Published by Crave Entertainment on December 14, 1999, Asteroids Hyper 64 is the Nintendo 64 port of Asteroids. The game's graphics were upgraded to 3D, with both the ship and asteroids receiving polygon models along static backgrounds, and it was supplemented with weapons and a multiplayer mode. IGN writer Matt Casamassina was pleased that the gameplay was faithful to the original but felt the minor additions and constant "repetition" was not enough to make the port "warrant a $50 purchase." He was disappointed about the lack of music and found the sound effects to be of poor quality.

In 2001, Infogrames released Atari Anniversary Edition for the Sega Dreamcast, PlayStation, and PC compatibles. Developed by Digital Eclipse, it included emulated versions of Asteroids and other old Atari games. Jeff Gerstmann of Gamespot criticized the Dreamcast version for its limitations, such as the presentation of vector graphics on a low resolution television set, which obscures the copyright text in Asteroids. The arcade and Atari 2600 versions of Asteroids, along with Asteroids Deluxe, were included in Atari Anthology for both Xbox and PlayStation 2.
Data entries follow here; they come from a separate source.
PR #405, opened 2023-12-14
Change value for short path to return zero in `wadExp`

engn33r:
## Description

This is the same optimization described in https://github.com/pcaversaccio/snekmate/pull/189

This PR is for a very small optimization that is possible by increasing the range of values that will take the short logic path of `wadExp()` and return zero. I am not sure how the previously chosen value of -42139678854452767551 was selected, but these tests demonstrate the actual turning point when the result of the current `wadExp()` implementation transitions from 1 to zero.

```solidity
  function testWadExpZeroPoint() public {
      assertEq(wadExp(-41446531673892822312), 1);
      assertEq(wadExp(-41446531673892822313), 0);
  }
```

The change to CREATE3.t.sol is from the linter, not a change I deliberately made.

## Checklist

- [X] Ran `forge snapshot`?
- [X] Ran `npm run lint`?
- [X] Ran `forge test`?


transmissions11:
interesting, nice find!

cc @recmo — want to double check, does this look right to you?

engn33r:
For reference, you can get this value in python (minus some precision) with `numpy.log(10**-18)`

Issue #67, opened 2025-02-14
Quick Focus


SeckinBerkay:
**Is your feature request related to a problem? Please describe.**
A quick focus for the image surface may be added. 

**Describe the solution you'd like**
_Option 1 for Function Placement:_
    Implement the functionality to add_surface function. In the add_surface definition, "quick_focus=True" is present and adjusts the surface length minimizing the RMS spot size for the primary wavelength. 
    Pro(s): Easier implementation for the user, and more apparent for readability.
    Con(s): Harder for GUI implementation?

_Option 2 for Function Placement:_
    Implement the functionality to optic class. After all the surfaces are defined, the user can call a lens.minimize_spot_size function, updating the last surface length.
  Pro(s): It will also be implemented easily by the user. 
  Con(s): Easier for GUI implementation. It will not be more apparent for readability (The optical system is already defined), however if GUI is used, then it is irrelevant.

_Options for RMS Spot Size Minimization:_
    1. Directly use Scipy minimize function, easier to implement, and seems to be secure. However, if Option 1 is preferred, the user can't control the iteration number. 
    2. By the angles of the rays, we can analytically calculate the arrival position, and then take the mean position. Might be tricky for some geometries, such as rotated image plane.

**Additional context**
The function can quickly get out of hand if used improperly. Strict caution should be added. For instance, if the user wants to use quick focus for a beam expander system. It simply can not. An error could be thrown, or an iteration number handles it anyway.

CAClaveau:
(Not sure, but it might help: [link](https://github.com/singer-yang/DeepLens/blob/24ea83c8d37ec2eab96930c25ac1a2925e47b514/deeplens/geolens.py#L1583))

HarrisonKramer:
Thanks for opening this issue, @SeckinBerkay. And thanks for sharing this link, @CAClaveau!

I like the idea of a quick focus adjustment, but I think it would fit better as a `Solve` rather than being directly integrated into `Optic`. This delegates the functionality and keeps the `Optic` class cleaner IMO.

Solves are already set up and can be added to an optic, so we would just need to implement a new Solve class for this. I’m not certain of all the details yet, but using a quick focus calculation like @CAClaveau referenced, could work well.

I think we'll need to:

- Implement a new class, e.g., `QuickFocusSolve`, which subclasses `BaseSolve`.
- Update the `SolveFactory` with the new class.
- Add tests and docs.

Feel free to open a PR if you want to work on this. I can also support wherever needed.

[...]

PR #82, opened 2025-02-23
add quick focus to solves.py, and tests

SeckinBerkay:
Added quick focus functionality and their corresponding tests.
However, there is a problem with the test_to_dict test. Need help with it. When I run the pytest, the asserted value is shown as 2.9520799999999987, where it should have been 60.2342033372244.

Possible change: Avoid direct assert, and use pytest.approx.

Example usage for the quick focus:

```python
from optiland.samples.objectives import CookeTriplet
from optiland.solves import QuickFocusSolve

lens = CookeTriplet()
quick_focus = QuickFocusSolve(lens)
quick_focus.apply()
```

### DIFF
--- a/optiland/solves.py
+++ b/optiland/solves.py
@@ -9,7 +9,7 @@ Kramer Harrison, 2024
 """
 
 from abc import ABC, abstractmethod
-from numpy import mean
+from numpy import mean, errstate, where, nan, nanmean
 
 class BaseSolve(ABC):
     """
@@ -123,14 +123,10 @@ class QuickFocusSolve(BaseSolve):
     def __init__(self, optic):
         self.optic = optic
         self.num_surfaces = self.optic.surface_group.num_surfaces
-        if self.num_surfaces > 2:
-            self.pos2 = self.optic.surface_group.positions[-1].astype(float)[0]
-            self.pos1 = self.optic.surface_group.positions[-2].astype(float)[0]
-            self.thickness = self.pos2 - self.pos1
-        elif self.num_surfaces <= 2:
+        if self.num_surfaces <= 2:
             raise ValueError('Can not optimize for an empty optical system')
         
-    def optimal_focus_distance(self, Hx=0, Hy=0, wavelength=0.55, num_rays=5, distribution='hexapolar', max_iter=50_000):
+    def optimal_focus_distance(self, Hx=0, Hy=0, wavelength=0.55, num_rays=5, distribution='hexapolar'):
         """
         Compute the optimal location of the image plane where the RMS spot size is minimized.
         This is based on solving the quadratic equation that describes the RMS spot size as a function
@@ -143,77 +139,24 @@ class QuickFocusSolve(BaseSolve):
             t_opt : The propagation distance from the image plane that minimizes the RMS spot size.
         """
         # Trace rays to the image plane
-        rays = self.optic.trace(Hx=Hx, Hy=Hy, wavelength=wavelength, num_rays=num_rays, distribution=distribution)
-        z_focus_old = mean(rays.z)
-        for iter in range(max_iter):
-            # Compute centroids at t = 0 (i.e., on image plane)
-            x0 = mean(rays.x)
-            y0 = mean(rays.y)
-            
-            # Compute average direction cosines
-            L_avg = mean(rays.L)
-            M_avg = mean(rays.M)
-            
-            # Differences from the means
-            delta_x = rays.x - x0
-            delta_y = rays.y - y0
-            delta_L = rays.L - L_avg
-            delta_M = rays.M - M_avg
-            
-            # Compute coefficients A and B from the quadratic:
-            # f(t) = A*t^2 + 2B*t + C --> we want to find the minimum of f(t)
-            A = mean(delta_L**2 + delta_M**2)
-            B = mean(delta_x * delta_L + delta_y * delta_M)
-            
-            # Check to avoid division by zero if A is zero (i.e., no dependence on t)
-            if A == 0:
-                return 0.0
-            
-            t_opt = -B / A
-            z_focus = mean(rays.z + t_opt * rays.N)
-            if abs(z_focus - z_focus_old) <= 1e-6:
-                break
-            rays.propagate(t_opt)
-            z_focus_old = z_focus
+        # Trace rays to the image plane
 
+        rays = self.optic.trace(Hx=Hx, Hy=Hy, wavelength=wavelength, num_rays=num_rays, distribution=distribution)
+
+        A = rays.L**2 + rays.M**2
+        B = rays.L * rays.x + rays.M * rays.y
+        with errstate(divide='ignore', invalid='ignore'):
+            t_opt = where(A != 0, -B/A, nan)
+        z_focus = nanmean(rays.z + t_opt * rays.N)
+        
         return z_focus
         
     def apply(self):
         """Applies QuickFocusSolve to the optic"""
         z_focus = self.optimal_focus_distance(wavelength=self.optic.wavelengths.primary_wavelength.value)
-
+        
         self.optic.surface_group.surfaces[-1].geometry.cs.z = z_focus
 
-        self.thickness = z_focus - self.pos1 
-
-    def to_dict(self):
-        """
-        Returns a dictionary representation of the solve.
-
-        Returns:
-            dict: A dictionary representation of the solve.
-        """
-        solve_dict = super().to_dict()
-        solve_dict.update({
-            'thickness': float(self.thickness)
-        })
-        return solve_dict
-
-    @classmethod
-    def from_dict(cls, optic, data):
-        """
-        Creates a QuickFocusSolve from a dictionary representation.
-
-        Args:
-            optic (Optic): The optic object.
-            data (dict): The dictionary representation of the solve.
-
-        Returns:
-            QuickFocusSolve: The solve.
-        """
-        instance = cls(optic)
-        instance.thickness = data['thickness']
-        return instance
 
 class SolveFactory:
     """
--- a/tests/test_solves.py
+++ b/tests/test_solves.py
@@ -90,49 +90,18 @@ class TestQuickfocusSolve:
         pos2 = optic.surface_group.positions[-1].astype(float)[0]
         pos1 = optic.surface_group.positions[-2].astype(float)[0]
 
-        assert solve.thickness == pytest.approx(thickness, rel=1e-3)
+        assert pos2 - pos1 == pytest.approx(thickness, rel=1e-3)
 
         # Implementing the extreme shift case.
         optic.surface_group.surfaces[-1].geometry.cs.z += 1000
         solve = solves.QuickFocusSolve(optic)
         solve.apply()
-        
-        assert solve.thickness == pytest.approx(thickness, rel=1e-1)
 
-    def test_to_dict(self):
-        optic = CookeTriplet()
-        optic.surface_group.surfaces[-1].geometry.cs.z -= 10
-        thickness = 32.20778     # The thickness before optimization (.apply is not called)
+        # Check that surface has been shifted
+        pos2 = optic.surface_group.positions[-1].astype(float)[0]
+        pos1 = optic.surface_group.positions[-2].astype(float)[0]
 
-        solve = solves.QuickFocusSolve(optic)
-        data = solve.to_dict()
-
-        assert data['type'] == 'QuickFocusSolve'
-        assert data['thickness'] == thickness
-
-    def test_from_dict(self):
-        optic = CookeTriplet()
-        optic.surface_group.surfaces[-1].geometry.cs.z -= 10
-        data = {
-            'type': 'QuickFocusSolve',
-            'thickness': 42.21812063592369
-        }
-
-        solve = solves.BaseSolve.from_dict(optic, data)
-
-        assert solve.thickness == data['thickness']
-
-    def test_from_dict_invalid_type(self):
-        optic = CookeTriplet()
-        data = {
-            'type': 'Invalid',
-            'thickness': 42.21812063592369
-        }
-
-        with pytest.raises(ValueError):
-            solves.BaseSolve.from_dict(optic, data)
-
-
+        assert pos2 - pos1 == pytest.approx(thickness, rel=1e-3)
 
 class TestSolveFactory:
     def test_create_solve(self):


SeckinBerkay:
#67

SeckinBerkay:
Okay I found the problem, fixing and committing it now.

tests/test_solves.py
```diff
@@ -72,6 +72,54 @@ def test_from_dict_invalid_type(self):
...
             solves.BaseSolve.from_dict(optic, data)
 
+class TestQuickfocusSolve:
+    def test_marginal_ray_height_solve_constructor(self):
+        optic = CookeTriplet()
+        solve = solves.QuickFocusSolve(optic)
+
+        assert solve.optic == optic
+
+    def test_marginal_ray_height_solve_apply(self):
```
SeckinBerkay: update the name to test_quick_focus_solve_apply, avoid copy-pasting issue.

tests/test_solves.py
```diff
@@ -72,6 +72,54 @@ def test_from_dict_invalid_type(self):
         with pytest.raises(ValueError):
             solves.BaseSolve.from_dict(optic, data)
 
+class TestQuickfocusSolve:
+    def test_marginal_ray_height_solve_constructor(self):
```
SeckinBerkay: update the name to test_quick_focus_solve_constructor, avoid copy-pasting issue.

optiland/solves.py
```diff
@@ -113,6 +113,66 @@ def from_dict(cls, optic, data):
...
+
+    Raises:
+            ValueError: If the optical system is not defined.
+    """
+    def __init__(self, optic):
+        self.optic = optic
+        self.num_surfaces = self.optic.surface_group.num_surfaces
+        self.last_surf_idx = self.optic.surface_group.num_surfaces - 2 # Index of the last surface before the image surface.
+        if self.num_surfaces > 2:
+            pos2 = self.optic.surface_group.positions[self.last_surf_idx]
```
SeckinBerkay: you can change the indexing self.optic.surface_group.positions[-1], and  self.optic.surface_group.positions[-2]

HarrisonKramer (changes requested):
Hi Seckin,

Thanks for working on this!

In general, the structure of the code is very good. However, I propose we do not use optimization here, because an analytical solution is more efficient. We should be able to use the majority of your code and just swap out the optimization call with a call to a function (or even better, a protected method in the `QuickFocusSolve` class).

I spent a bit of time working out this solution. You can check my math if you like. I quickly checked that it gives the correct answer when I manually defocus a lens.
```python
def optimal_focus_distance(lens, Hx=0, Hy=0, wavelength=0.55, num_rays=5, distribution='hexapolar'):
    """
    Compute the optimal propagation distance (t_opt) where the RMS spot size is minimized.
    This is based on solving the quadratic equation that describes the RMS spot size as a function
    of the propagation distance.
    
    Args:
        lens (Optic): the optic to analyze
        ...
        
    Returns:
        t_opt : The propagation distance from the image plane that minimizes the RMS spot size.
    """
    # Trace rays to the image plane
    rays = lens.trace(Hx=Hx, Hy=Hy, wavelength=wavelength, num_rays=num_rays, distribution=distribution)

    # Compute centroids at t = 0 (i.e., on image plane)
    x0 = np.mean(rays.x)
    y0 = np.mean(rays.y)
    
    # Compute average direction cosines
    L_avg = np.mean(rays.L)
    M_avg = np.mean(rays.M)
    
    # Differences from the means
    delta_x = rays.x - x0
    delta_y = rays.y - y0
    delta_L = rays.L - L_avg
    delta_M = rays.M - M_avg
    
    # Compute coefficients A and B from the quadratic:
    # f(t) = A*t^2 + 2B*t + C --> we want to find the minimum of f(t)
    A = np.mean(delta_L**2 + delta_M**2)
    B = np.mean(delta_x * delta_L + delta_y * delta_M)
    
    # Check to avoid division by zero if A is zero (i.e., no dependence on t)
    if A == 0:
        return 0.0
    
    t_opt = -B / A
    return t_opt
```

How I derive this:

- I am looking for the displacement `t` from the image plane that results in the minimal RMS spot size.
- For rays on the image surface, we have their nominal `x` and `y` positions, as well as their `L` and `M` direction cosines. We can determine the x position after propagating by `t` as `x'(t) = x + t*L`, where `x'` is the new x value and `x` is the value on the image surface.
- You can write out the equation for the RMS spot size as a function of `t`. I omit it here, because it's a bit long, but this is a quadratic function of `t`.
- We want to find the minimum of this function, so we take the derivative and set to zero.
- Solving for t, this results in equation above.

Do you think you can update your approach to use this function (or something like this)? Do you agree with the approach?

Kramer

HarrisonKramer:
And adding an example showing how the function above works:

```python
lens = CookeTriplet()

# move the image plane 10 mm towards last lens
lens.surface_group.surfaces[-1].geometry.cs.z -= 10

lens.draw()

t_opt = optimal_focus_distance(lens)
print(f"Optimal focus distance: {t_opt:.2f} mm")  # Result = 10.04 mm
```
image

HarrisonKramer:
Actually, I think I made a mistake in the derivation somewhere. I need to check this. It works fine for the on-axis field, but seems to give strange results for off-axis fields.

I will recalculate this (a bit slower this time) and see where my mistake was. Feel free to try this yourself too.

Kramer

HarrisonKramer:
A few things - first, I was missing the last conversion to a `z` position once I derived `t_opt` above. I fixed this in the function. Second, this function assumes linearity in spot centroid with propagation distance. This is not generally true.

In any case, the function above will converge if run a few times. This is probably still faster than using the full-fledged optimization framework. If we are willing to perform the focusing based on only the on-axis field, then this can also be simplified further.

I leave it up to you. If you prefer, we can already merge this, then investigate improvement options later on.

SeckinBerkay:
I actually wanted to hear your opinion/suggestion as well, while I was figuring out if the implementation was easy for the user to use. I can definitely implement your method, it is way more computationally greedy. It will be great. On the other hand, thanks for the code, is there an option to add you as a co-author to this PR?

tests/test_solves.py
```diff
@@ -72,6 +71,61 @@ def test_from_dict_invalid_type(self):
...
 
+class TestQuickfocusSolve:
+    def test_quick_focus_solve_constructor(self):
+        optic = CookeTriplet()
+        optic.surface_group.surfaces[-1].geometry.cs.z -= 10
+        solve = solves.QuickFocusSolve(optic)
+
+        assert solve.optic == optic
+
+    def test_quick_focus_solve_apply(self):
```
HarrisonKramer, line 82: can you add one more check with an extreme misalignment, e.g., 1000 mm? I think it's good to check large values too.

optiland/solves.py
```diff
@@ -113,6 +112,102 @@ def from_dict(cls, optic, data):
...
+        if A == 0:
+            return 0.0
+        
+        t_opt = -B / A
+        z_focus = mean(rays.z + t_opt * rays.N)
+        return z_focus
+        
+    def apply(self):
+        """Applies QuickFocusSolve to the optic"""
+        t_opt = self.optimal_focus_distance()
```
HarrisonKramer: We need to call this a few times to iteratively solve for the best focus position (see previous comment). Do you think it makes sense to monitor convergence and continue calling the function in a `while` loop until the delta is less than a small number (e.g., 0.001 mm)?

optiland/solves.py
```diff
@@ -113,6 +112,102 @@ def from_dict(cls, optic, data):
...
+        self.optic = optic
+        self.num_surfaces = self.optic.surface_group.num_surfaces
+        if self.num_surfaces > 2:
+            self.pos2 = self.optic.surface_group.positions[-1].astype(float)[0]
+            self.pos1 = self.optic.surface_group.positions[-2].astype(float)[0]
+            self.thickness = self.pos2 - self.pos1
+        elif self.num_surfaces <= 2:
+            raise ValueError('Can not optimize for an empty optical system')
+        
+    def optimal_focus_distance(self, Hx=0, Hy=0, wavelength=0.55, num_rays=5, distribution='hexapolar'):
```
HarrisonKramer, line 129: Optionally, we could trace rays only once in the `apply` method, then perform the rest of the calculations here. So we trace rays once, then enter a `while` loop (see below). We would need to propagate the rays to the correct plane in each iteration before passing the rays to this function though.

HarrisonKramer (commented):
Looks good! I had a few more thoughts on the implementation. What do you think?

HarrisonKramer:
No need to add me as a coauthor. I am just glad we can work out the logic here!

optiland/solves.py
SeckinBerkay: I was just writing it, exactly. We shall implement the logic inside a for loop, then stop if convergence or a maximum number of iterations is reached.

tests/test_solves.py
SeckinBerkay: All right, makes sense. To check if I understand it clearly, you mean a misalignment of the image plane, like how far it is from the optimal focus position?

HarrisonKramer: Exactly. You can move the image plane +1000 mm or so, then confirm that the algorithm converges. Larger offsets should result in more iterations. We just want to check that the algorithm is robust in this case.

SeckinBerkay:
> No need to add me as a coauthor. I am just glad we can work out the logic here!

I'm very glad too, and appreciate all the collaboration and guidence.

optiland/solves.py
HarrisonKramer: Yes, as you mention, a `for` loop makes more sense with some max number of iterations.

tests/test_solves.py
SeckinBerkay: It works with 1000 mm, I have been tweaking parameters but it doesn't converge to the same distance as if it was 10 mm misalignment, even if I do a while loop. I will set the approximation error more in the extreme misalignment test case if it is okay.

HarrisonKramer: That is surprising. I will investigate this a bit. I expect it should converge toward the same value.

optiland/solves.py
```diff
@@ -113,6 +112,108 @@ def from_dict(cls, optic, data):
...
+    Args:
+        optic (Optic): The optic object.
+
+    Raises:
+            ValueError: If the optical system is not defined.
+    """
+    def __init__(self, optic):
+        self.optic = optic
+        self.num_surfaces = self.optic.surface_group.num_surfaces
+        if self.num_surfaces > 2:
```
HarrisonKramer: Perhaps I miss the logic, but why are these attributes (`pos1`, `pos2` and `thickness`) needed in the class? You don't need them to apply the solve, it seems. If that's the case, then you can completely remove them and only check that num surfaces > 2.

optiland/solves.py
```diff
@@ -113,6 +112,108 @@ def from_dict(cls, optic, data):
...
+            self.pos2 = self.optic.surface_group.positions[-1].astype(float)[0]
+            self.pos1 = self.optic.surface_group.positions[-2].astype(float)[0]
+            self.thickness = self.pos2 - self.pos1
+        elif self.num_surfaces <= 2:
+            raise ValueError('Can not optimize for an empty optical system')
+        
+    def optimal_focus_distance(self, Hx=0, Hy=0, wavelength=0.55, num_rays=5, distribution='hexapolar', max_iter=50_000):
```
HarrisonKramer: 50_000 iterations seems like way too much. I was considering only using about 5. Is it really the case that 50_000 iterations are actually needed?

optiland/solves.py
```diff
@@ -113,6 +112,108 @@ def from_dict(cls, optic, data):
...
+
+        return z_focus
+        
+    def apply(self):
+        """Applies QuickFocusSolve to the optic"""
+        z_focus = self.optimal_focus_distance(wavelength=self.optic.wavelengths.primary_wavelength.value)
+
+        self.optic.surface_group.surfaces[-1].geometry.cs.z = z_focus
+
+        self.thickness = z_focus - self.pos1
```
HarrisonKramer: if the `thickness` attribute is not needed (seems to be the case), then delete this.

optiland/solves.py
```diff
@@ -113,6 +112,108 @@ def from_dict(cls, optic, data):
...
+        
+    def apply(self):
+        """Applies QuickFocusSolve to the optic"""
+        z_focus = self.optimal_focus_distance(wavelength=self.optic.wavelengths.primary_wavelength.value)
+
+        self.optic.surface_group.surfaces[-1].geometry.cs.z = z_focus
+
+        self.thickness = z_focus - self.pos1 
+
+    def to_dict(self):
```
HarrisonKramer: if the other attributes are removed, then I think you can completely remove the `to_dict` and `from_dict` methods. There's no need to override these if that behavior is the same as the base class. I expect this is the case, but you can confirm.

HarrisonKramer (changes requested):
Good progress. I still wonder a bit about the algorithm. The fact that it's not converging that quickly is troubling. I propose we do not merge until we understand why.

By the way, you're a collaborator now, so you can create a branch directly in the main repository, if you don't want to go through a fork for the next PR. Up to you.

HarrisonKramer:
To make our lives easier, let's just apply this for the on-axis field only (at the primary wavelength). I think this is what you're already doing. This will simplify the mathematics significantly and means we can avoid iterative solutions.

If you find the optimal propagation distance `t` to minimize the radial distance of the rays from the optical axis, then you get the following:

Asteroids was released via Xbox Live Arcade for the Xbox 360 on November 28, 2007, with an option for special revamped HD graphics and a high-speed "throttle monkey" mode. Both Asteroids in its arcade and 2600 versions and Asteroids Deluxe were ported to Microsoft's Game Room download service in 2010. The arcade version was also ported to the Windows Phone platform on February 23, 2011. Glu Mobile released an mobile phone port of the game with supplementary features as well as the original arcade version.

Asteroids was included on Atari Greatest Hits Volume 1 for the Nintendo DS. Craig Harris, writing for IGN, noticed that the Nintendo DS's small screen can not properly display details of games with vector graphics.

Highest score

On November 13, 1982, 15 year old Scott Safran of Cherry Hill, New Jersey, set a world record of 41,336,440 points on the arcade game Asteroids. He beat the 40,101,910 point score set by Leo Daniels of Carolina Beach on February 6, 1982. To congratulate Safran on his accomplishment, the Twin Galaxies Intergalactic Scoreboard searched for him for four years until 2002, when it was discovered that he had died in an accident in 1989. In a ceremony in Philadelphia on April 27, 2002, Walter Day of Twin Galaxies presented an award to the surviving members of Safran's family, commemorating the Asteroid Champion's achievement.

On April 6, 2010, John McAllister set a preliminary record score of 41,338,740 after 58 hours, streamed live over the Internet, breaking the record set by Scott Safran 27 years earlier.